• Data for review:
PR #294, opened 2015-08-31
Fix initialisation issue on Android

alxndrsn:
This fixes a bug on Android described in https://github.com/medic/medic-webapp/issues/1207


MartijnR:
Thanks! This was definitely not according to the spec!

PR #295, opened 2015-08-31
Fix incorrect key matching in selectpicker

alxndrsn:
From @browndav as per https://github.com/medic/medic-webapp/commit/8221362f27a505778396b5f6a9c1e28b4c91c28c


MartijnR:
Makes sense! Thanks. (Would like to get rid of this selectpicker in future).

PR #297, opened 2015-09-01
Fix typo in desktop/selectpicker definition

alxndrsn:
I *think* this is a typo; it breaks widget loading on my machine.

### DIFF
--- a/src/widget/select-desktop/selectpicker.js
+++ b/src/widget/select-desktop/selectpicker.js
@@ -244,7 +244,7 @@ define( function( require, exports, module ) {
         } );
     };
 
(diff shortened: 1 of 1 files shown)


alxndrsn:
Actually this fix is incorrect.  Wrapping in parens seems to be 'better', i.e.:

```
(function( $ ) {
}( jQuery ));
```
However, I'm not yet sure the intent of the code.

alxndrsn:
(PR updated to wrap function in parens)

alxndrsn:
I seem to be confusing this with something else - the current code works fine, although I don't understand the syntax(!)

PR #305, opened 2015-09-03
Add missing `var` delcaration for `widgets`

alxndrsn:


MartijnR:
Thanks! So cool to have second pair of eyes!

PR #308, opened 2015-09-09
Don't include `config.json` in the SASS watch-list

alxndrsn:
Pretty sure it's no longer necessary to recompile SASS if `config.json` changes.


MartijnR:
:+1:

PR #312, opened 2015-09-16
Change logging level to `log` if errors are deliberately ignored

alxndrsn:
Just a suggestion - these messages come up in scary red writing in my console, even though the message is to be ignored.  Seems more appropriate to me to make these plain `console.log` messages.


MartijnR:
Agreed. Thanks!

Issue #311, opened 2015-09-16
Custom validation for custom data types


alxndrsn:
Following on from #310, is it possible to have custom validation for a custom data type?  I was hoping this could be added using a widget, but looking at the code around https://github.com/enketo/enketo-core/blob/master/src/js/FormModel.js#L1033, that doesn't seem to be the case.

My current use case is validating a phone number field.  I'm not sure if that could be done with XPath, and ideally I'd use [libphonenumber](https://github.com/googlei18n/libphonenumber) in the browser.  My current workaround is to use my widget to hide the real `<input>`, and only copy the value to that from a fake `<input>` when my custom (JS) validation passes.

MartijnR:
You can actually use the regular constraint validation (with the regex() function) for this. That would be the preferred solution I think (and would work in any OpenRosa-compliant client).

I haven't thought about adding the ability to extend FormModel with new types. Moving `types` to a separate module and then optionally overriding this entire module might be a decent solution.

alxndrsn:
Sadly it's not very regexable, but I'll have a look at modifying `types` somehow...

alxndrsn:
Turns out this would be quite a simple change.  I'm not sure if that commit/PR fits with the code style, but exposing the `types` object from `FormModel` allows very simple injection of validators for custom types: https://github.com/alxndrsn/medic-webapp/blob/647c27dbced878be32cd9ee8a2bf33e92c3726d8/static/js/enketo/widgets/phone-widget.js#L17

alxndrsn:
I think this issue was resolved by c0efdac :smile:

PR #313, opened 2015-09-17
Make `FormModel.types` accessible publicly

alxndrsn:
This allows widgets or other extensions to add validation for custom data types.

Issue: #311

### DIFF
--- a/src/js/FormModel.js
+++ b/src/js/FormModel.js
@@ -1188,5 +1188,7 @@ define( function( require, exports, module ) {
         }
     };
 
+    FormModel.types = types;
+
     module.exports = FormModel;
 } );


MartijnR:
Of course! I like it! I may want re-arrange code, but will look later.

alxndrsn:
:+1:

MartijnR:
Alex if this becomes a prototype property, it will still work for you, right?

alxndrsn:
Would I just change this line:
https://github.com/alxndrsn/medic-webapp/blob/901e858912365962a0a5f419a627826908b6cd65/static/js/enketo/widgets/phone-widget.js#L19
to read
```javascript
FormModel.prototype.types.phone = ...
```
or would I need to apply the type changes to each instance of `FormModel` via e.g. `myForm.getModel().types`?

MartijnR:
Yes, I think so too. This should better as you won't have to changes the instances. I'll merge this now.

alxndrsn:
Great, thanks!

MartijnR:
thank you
==
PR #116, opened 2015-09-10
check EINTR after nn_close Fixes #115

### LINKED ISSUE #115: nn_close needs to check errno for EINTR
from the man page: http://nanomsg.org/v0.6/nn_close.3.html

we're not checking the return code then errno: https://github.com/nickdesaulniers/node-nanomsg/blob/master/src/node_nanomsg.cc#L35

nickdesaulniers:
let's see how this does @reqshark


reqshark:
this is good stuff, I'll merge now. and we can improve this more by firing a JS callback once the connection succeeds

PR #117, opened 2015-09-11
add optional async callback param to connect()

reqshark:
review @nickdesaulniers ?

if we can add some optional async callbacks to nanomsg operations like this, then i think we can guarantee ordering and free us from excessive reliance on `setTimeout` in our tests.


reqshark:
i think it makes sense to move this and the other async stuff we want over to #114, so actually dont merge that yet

• Task description:
Scan the lines above, and whenever one holds the string "will", copy it.

• Response to the task:
Of course! I like it! I may want re-arrange code, but will look later.
Alex if this becomes a prototype property, it will still work for you, right?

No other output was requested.